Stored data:

--------------------

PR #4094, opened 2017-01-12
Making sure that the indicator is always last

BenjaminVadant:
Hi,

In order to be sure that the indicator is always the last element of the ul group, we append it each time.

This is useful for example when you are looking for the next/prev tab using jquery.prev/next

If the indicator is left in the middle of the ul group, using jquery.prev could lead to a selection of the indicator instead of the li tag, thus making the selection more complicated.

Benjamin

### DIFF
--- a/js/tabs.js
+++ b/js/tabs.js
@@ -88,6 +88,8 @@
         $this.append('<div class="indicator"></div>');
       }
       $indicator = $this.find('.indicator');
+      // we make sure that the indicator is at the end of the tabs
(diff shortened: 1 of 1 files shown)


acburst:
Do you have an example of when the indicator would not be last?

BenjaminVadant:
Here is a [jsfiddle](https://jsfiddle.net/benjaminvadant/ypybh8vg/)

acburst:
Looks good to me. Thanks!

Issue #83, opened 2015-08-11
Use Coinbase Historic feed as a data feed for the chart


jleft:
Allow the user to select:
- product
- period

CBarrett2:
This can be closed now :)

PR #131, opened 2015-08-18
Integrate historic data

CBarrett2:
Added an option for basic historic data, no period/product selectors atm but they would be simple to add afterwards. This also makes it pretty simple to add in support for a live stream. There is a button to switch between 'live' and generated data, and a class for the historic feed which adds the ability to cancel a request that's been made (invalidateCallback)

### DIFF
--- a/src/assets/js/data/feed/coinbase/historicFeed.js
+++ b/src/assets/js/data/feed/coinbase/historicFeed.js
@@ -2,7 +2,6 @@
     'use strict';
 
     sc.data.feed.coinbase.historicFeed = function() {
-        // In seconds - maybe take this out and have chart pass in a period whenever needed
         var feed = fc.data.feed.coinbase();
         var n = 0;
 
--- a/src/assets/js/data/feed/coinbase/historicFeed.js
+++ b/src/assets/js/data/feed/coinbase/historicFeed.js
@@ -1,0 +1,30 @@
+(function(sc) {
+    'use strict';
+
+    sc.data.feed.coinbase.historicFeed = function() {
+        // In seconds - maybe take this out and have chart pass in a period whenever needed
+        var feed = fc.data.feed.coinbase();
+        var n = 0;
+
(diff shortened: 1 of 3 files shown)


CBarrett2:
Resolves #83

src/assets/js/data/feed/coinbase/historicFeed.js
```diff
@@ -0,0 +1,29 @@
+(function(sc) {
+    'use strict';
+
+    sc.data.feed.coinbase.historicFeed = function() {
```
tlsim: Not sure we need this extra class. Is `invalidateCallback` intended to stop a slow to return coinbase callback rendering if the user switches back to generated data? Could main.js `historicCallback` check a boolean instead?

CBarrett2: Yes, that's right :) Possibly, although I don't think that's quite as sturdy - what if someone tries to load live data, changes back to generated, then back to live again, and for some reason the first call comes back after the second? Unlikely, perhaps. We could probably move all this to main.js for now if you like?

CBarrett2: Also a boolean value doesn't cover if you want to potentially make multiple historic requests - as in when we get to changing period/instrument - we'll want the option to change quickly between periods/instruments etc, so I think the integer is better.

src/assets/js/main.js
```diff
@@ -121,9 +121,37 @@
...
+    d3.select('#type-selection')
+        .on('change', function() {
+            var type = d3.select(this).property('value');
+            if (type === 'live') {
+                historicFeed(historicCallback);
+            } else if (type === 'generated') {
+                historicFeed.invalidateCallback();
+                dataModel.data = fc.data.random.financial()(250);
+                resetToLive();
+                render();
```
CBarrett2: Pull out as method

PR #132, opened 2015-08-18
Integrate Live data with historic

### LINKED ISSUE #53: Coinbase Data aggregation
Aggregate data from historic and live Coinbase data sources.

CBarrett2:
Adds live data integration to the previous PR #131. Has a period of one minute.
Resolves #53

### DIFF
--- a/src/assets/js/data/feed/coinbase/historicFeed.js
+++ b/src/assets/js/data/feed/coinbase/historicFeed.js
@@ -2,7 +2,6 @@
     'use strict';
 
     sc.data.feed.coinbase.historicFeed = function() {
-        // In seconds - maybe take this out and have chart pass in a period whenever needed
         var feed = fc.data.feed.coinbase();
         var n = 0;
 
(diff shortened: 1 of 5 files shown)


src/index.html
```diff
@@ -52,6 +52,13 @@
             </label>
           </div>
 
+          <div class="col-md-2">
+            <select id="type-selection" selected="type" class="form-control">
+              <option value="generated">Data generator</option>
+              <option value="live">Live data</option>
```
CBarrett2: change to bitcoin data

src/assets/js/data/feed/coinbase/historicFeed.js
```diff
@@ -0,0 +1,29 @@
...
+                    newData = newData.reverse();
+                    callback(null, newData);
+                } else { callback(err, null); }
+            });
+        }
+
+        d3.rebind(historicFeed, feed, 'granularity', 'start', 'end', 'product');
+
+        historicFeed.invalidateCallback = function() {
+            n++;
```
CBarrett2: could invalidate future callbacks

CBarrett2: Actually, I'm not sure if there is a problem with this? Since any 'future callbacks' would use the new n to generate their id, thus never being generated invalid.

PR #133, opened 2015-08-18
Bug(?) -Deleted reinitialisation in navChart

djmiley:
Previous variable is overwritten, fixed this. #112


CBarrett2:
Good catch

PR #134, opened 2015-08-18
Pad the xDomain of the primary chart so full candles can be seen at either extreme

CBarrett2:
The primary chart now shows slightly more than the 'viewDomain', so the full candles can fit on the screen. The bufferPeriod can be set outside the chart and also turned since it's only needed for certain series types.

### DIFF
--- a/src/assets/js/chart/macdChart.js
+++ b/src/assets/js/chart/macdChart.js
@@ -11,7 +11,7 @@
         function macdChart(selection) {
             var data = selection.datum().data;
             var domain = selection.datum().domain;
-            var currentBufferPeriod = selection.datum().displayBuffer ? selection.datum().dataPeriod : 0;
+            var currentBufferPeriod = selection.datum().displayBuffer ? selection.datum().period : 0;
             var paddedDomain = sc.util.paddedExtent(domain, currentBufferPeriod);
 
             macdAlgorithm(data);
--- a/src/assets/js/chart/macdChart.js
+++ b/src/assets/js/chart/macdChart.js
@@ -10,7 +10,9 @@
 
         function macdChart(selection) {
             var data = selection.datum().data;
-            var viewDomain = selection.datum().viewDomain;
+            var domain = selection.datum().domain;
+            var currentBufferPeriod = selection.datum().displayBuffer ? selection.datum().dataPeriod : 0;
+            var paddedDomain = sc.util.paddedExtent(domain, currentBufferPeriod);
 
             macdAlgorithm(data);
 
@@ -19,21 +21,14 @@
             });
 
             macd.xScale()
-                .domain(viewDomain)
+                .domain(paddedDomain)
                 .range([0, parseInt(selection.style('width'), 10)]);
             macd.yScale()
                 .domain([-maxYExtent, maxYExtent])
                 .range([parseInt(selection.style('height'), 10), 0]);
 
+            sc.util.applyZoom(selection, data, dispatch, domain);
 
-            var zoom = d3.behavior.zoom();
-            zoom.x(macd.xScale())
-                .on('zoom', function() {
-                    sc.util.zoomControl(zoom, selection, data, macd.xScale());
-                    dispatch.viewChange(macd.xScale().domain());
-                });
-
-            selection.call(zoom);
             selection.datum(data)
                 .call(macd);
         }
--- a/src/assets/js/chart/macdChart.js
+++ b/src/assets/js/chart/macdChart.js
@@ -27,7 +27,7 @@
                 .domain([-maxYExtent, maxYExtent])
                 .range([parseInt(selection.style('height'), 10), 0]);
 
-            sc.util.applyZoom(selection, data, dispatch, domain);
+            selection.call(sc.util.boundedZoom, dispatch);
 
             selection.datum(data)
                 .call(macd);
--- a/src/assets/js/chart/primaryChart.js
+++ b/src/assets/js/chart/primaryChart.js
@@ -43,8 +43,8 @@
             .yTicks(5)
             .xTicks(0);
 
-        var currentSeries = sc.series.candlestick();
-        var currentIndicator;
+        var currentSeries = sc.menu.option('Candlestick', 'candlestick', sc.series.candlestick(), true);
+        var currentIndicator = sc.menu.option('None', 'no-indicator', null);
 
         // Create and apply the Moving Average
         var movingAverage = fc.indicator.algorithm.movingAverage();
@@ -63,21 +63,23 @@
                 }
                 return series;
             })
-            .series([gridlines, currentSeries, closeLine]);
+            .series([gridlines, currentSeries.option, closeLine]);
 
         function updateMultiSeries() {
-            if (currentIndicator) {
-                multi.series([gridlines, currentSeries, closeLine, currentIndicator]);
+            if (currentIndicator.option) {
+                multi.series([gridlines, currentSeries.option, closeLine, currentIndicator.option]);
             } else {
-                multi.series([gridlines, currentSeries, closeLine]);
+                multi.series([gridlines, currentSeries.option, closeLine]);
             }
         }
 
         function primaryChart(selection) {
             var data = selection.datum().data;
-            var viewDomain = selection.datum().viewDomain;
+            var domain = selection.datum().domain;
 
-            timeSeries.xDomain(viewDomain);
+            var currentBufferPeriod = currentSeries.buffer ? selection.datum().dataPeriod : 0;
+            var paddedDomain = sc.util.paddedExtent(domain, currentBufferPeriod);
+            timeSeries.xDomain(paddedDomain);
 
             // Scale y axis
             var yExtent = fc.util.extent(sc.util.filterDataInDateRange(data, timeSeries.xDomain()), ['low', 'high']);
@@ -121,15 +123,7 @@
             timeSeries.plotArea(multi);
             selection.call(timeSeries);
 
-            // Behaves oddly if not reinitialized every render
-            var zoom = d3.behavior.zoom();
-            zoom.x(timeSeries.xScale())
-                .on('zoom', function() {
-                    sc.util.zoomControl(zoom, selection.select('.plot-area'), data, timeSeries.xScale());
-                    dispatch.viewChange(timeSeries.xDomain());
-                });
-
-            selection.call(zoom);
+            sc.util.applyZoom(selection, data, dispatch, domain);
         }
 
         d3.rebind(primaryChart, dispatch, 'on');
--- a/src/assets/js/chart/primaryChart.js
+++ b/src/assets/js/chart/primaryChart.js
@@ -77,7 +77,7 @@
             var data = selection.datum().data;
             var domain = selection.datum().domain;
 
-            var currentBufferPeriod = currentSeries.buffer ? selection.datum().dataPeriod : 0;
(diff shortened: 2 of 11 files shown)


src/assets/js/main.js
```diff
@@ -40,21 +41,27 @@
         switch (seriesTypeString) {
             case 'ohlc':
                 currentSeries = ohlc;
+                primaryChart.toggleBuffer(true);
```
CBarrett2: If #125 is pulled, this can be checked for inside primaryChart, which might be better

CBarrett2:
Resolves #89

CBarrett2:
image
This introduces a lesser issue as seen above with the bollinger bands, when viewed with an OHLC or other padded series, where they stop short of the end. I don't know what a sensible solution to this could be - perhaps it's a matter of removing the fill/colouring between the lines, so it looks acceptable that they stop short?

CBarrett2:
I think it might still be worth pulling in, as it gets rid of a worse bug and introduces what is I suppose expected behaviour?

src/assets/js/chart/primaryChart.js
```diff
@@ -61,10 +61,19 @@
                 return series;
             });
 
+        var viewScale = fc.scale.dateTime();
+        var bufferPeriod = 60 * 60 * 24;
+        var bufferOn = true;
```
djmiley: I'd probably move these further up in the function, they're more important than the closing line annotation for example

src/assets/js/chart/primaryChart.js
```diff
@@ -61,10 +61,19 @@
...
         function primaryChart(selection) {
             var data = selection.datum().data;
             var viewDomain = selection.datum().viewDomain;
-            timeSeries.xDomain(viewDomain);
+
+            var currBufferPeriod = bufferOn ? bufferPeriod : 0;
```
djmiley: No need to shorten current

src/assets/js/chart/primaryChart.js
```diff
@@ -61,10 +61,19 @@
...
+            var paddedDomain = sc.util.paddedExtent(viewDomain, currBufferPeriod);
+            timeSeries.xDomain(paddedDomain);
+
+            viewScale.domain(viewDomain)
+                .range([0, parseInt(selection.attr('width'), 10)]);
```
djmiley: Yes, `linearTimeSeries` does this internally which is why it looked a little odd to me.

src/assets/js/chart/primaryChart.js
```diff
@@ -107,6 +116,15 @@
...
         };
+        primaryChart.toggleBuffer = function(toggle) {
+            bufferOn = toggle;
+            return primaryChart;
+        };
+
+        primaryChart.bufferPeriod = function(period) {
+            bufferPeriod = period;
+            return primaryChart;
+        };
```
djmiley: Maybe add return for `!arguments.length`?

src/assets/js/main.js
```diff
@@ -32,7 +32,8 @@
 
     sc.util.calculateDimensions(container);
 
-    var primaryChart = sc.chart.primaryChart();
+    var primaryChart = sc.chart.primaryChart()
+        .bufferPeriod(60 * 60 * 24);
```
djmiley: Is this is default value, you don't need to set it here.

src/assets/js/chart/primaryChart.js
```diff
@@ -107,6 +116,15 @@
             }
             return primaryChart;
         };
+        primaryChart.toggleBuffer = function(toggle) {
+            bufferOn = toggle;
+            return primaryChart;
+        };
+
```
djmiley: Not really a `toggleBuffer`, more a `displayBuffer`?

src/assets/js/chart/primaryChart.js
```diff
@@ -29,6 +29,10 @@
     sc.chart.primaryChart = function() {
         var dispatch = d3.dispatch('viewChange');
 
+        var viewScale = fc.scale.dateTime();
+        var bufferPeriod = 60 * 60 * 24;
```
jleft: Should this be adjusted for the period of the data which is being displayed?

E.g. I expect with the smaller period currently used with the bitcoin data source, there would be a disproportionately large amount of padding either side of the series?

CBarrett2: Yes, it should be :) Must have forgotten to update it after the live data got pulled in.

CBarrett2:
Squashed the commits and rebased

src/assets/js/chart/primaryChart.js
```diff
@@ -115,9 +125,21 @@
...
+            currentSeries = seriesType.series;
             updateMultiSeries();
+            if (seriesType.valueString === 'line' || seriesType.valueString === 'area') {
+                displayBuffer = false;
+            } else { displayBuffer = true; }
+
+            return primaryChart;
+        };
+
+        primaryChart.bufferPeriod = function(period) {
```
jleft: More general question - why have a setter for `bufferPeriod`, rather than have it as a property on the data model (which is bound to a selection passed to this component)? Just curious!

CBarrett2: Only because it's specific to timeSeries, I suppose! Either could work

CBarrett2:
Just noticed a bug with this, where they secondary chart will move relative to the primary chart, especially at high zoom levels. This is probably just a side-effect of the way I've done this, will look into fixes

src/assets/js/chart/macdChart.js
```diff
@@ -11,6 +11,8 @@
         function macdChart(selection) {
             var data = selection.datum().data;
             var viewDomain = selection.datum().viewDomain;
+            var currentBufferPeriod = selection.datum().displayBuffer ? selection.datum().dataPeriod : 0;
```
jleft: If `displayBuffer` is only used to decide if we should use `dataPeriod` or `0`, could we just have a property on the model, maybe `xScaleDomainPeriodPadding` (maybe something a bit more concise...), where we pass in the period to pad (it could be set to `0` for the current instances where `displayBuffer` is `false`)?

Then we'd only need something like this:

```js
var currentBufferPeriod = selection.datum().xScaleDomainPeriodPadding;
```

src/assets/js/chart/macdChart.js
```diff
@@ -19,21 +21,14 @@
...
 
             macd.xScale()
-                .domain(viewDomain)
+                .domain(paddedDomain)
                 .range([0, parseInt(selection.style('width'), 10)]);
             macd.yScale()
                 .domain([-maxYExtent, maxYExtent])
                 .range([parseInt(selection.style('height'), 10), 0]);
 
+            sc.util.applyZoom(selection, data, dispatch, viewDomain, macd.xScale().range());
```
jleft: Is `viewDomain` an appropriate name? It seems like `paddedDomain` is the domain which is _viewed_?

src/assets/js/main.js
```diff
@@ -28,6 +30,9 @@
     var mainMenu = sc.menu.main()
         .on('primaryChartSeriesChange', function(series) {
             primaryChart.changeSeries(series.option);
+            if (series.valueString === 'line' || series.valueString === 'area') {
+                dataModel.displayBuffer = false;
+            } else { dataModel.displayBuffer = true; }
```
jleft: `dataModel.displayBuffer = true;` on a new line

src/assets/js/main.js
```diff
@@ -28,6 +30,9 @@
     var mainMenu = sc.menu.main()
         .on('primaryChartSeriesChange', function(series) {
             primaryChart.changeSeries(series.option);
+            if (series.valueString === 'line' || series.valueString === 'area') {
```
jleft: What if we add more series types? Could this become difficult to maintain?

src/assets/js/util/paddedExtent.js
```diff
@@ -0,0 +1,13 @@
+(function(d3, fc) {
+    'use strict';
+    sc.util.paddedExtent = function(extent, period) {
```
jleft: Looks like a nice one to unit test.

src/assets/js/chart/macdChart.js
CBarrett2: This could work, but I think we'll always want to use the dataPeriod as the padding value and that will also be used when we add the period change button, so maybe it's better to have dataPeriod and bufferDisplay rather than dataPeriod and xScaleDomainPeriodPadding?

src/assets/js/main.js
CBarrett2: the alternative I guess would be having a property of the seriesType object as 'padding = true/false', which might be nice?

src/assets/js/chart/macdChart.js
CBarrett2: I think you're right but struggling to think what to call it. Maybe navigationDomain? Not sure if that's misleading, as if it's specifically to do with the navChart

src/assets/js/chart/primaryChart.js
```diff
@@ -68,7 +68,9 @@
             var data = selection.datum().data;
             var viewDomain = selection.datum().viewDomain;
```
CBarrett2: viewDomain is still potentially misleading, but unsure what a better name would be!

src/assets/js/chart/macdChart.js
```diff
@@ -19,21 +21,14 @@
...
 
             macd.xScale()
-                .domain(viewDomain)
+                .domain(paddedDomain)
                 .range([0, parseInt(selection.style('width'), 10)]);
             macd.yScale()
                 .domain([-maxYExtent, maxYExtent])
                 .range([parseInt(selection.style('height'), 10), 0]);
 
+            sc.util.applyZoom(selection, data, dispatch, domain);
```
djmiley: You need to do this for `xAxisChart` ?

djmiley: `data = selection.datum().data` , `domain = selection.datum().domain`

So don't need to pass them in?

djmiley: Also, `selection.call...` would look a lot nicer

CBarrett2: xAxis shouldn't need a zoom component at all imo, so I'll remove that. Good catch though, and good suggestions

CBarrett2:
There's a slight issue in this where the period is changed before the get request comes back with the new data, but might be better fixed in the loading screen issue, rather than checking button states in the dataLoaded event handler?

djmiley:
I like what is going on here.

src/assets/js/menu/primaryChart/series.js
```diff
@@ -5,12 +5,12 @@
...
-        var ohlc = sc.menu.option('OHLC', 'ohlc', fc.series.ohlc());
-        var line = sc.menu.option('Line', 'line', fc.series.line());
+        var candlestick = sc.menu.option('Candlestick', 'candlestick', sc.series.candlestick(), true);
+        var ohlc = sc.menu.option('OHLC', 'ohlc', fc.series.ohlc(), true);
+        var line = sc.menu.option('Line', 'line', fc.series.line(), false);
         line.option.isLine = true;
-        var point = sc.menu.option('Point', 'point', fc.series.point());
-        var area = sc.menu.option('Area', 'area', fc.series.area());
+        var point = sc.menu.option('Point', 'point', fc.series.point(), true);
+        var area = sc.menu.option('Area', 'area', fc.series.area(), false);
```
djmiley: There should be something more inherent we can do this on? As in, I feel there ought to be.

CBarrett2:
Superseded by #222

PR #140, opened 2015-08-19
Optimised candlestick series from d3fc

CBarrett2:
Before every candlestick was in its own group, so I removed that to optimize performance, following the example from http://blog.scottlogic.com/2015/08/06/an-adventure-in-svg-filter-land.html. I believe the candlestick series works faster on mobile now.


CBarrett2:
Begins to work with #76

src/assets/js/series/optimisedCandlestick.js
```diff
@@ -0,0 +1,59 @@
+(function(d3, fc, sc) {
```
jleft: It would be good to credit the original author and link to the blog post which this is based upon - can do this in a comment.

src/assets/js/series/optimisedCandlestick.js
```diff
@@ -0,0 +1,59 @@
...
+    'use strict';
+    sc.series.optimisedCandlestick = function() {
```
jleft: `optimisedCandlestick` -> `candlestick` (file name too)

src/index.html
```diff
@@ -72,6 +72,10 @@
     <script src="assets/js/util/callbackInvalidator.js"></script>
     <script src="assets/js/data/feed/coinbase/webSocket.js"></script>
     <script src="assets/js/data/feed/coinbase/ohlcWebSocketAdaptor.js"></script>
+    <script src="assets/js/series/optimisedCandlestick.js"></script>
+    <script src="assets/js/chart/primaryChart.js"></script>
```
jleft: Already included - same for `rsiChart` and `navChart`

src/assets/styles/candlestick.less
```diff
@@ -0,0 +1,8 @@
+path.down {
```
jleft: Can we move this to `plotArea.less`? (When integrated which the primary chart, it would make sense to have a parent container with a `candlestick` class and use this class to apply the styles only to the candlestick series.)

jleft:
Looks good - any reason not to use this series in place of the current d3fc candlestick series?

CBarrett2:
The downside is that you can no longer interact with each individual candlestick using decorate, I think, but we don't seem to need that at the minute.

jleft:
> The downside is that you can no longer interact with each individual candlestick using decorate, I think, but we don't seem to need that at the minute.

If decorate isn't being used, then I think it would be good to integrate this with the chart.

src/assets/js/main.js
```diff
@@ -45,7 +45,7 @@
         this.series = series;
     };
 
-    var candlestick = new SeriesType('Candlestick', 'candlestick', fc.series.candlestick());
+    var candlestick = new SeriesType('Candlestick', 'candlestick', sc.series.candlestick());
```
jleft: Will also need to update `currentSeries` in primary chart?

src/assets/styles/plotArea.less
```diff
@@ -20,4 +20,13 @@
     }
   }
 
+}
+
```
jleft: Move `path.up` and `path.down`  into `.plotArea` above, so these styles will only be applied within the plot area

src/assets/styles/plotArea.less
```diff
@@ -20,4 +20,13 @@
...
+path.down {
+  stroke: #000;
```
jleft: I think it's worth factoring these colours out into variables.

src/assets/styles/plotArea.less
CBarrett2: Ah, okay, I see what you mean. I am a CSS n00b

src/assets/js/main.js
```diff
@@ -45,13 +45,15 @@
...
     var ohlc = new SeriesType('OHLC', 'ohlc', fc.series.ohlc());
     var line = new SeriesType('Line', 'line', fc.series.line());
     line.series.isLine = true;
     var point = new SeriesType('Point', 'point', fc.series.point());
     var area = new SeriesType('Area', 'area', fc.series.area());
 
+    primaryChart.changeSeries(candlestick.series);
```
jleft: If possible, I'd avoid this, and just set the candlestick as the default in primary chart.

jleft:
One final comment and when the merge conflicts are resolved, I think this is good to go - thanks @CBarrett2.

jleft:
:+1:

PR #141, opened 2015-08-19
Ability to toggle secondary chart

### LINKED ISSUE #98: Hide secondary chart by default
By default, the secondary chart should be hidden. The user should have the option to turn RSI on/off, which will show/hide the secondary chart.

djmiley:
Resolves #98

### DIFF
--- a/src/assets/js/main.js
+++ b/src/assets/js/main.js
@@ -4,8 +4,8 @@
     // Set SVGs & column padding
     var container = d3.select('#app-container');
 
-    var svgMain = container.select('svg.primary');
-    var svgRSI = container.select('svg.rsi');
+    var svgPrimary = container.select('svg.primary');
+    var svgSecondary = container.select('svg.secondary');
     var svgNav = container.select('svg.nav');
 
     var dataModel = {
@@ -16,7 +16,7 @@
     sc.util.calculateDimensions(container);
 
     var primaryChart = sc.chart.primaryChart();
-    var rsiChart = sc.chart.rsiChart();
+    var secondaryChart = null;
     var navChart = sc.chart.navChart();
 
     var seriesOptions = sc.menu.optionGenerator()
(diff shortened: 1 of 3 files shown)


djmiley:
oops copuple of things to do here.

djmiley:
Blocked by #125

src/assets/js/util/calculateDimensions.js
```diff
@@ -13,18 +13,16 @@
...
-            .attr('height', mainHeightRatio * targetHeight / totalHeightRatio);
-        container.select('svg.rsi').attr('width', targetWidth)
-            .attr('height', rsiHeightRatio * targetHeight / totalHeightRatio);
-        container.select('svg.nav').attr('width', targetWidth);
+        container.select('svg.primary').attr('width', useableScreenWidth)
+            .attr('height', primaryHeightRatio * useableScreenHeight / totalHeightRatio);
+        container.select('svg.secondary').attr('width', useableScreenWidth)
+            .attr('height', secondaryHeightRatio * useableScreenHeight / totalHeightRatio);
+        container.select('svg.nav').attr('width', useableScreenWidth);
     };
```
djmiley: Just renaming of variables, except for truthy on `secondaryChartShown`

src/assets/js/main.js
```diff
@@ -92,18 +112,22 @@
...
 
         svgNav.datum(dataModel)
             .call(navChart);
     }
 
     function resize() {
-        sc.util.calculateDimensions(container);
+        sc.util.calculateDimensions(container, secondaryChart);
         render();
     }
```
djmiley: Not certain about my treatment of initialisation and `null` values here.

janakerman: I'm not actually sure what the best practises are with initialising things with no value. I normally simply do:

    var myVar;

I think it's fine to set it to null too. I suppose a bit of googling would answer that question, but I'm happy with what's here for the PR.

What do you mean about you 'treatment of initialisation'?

--------------------

▶ [BRIEF] State the number of lines in the records that hold the string "fixed", and add nothing.

▶ [RESPONSE AREA] 2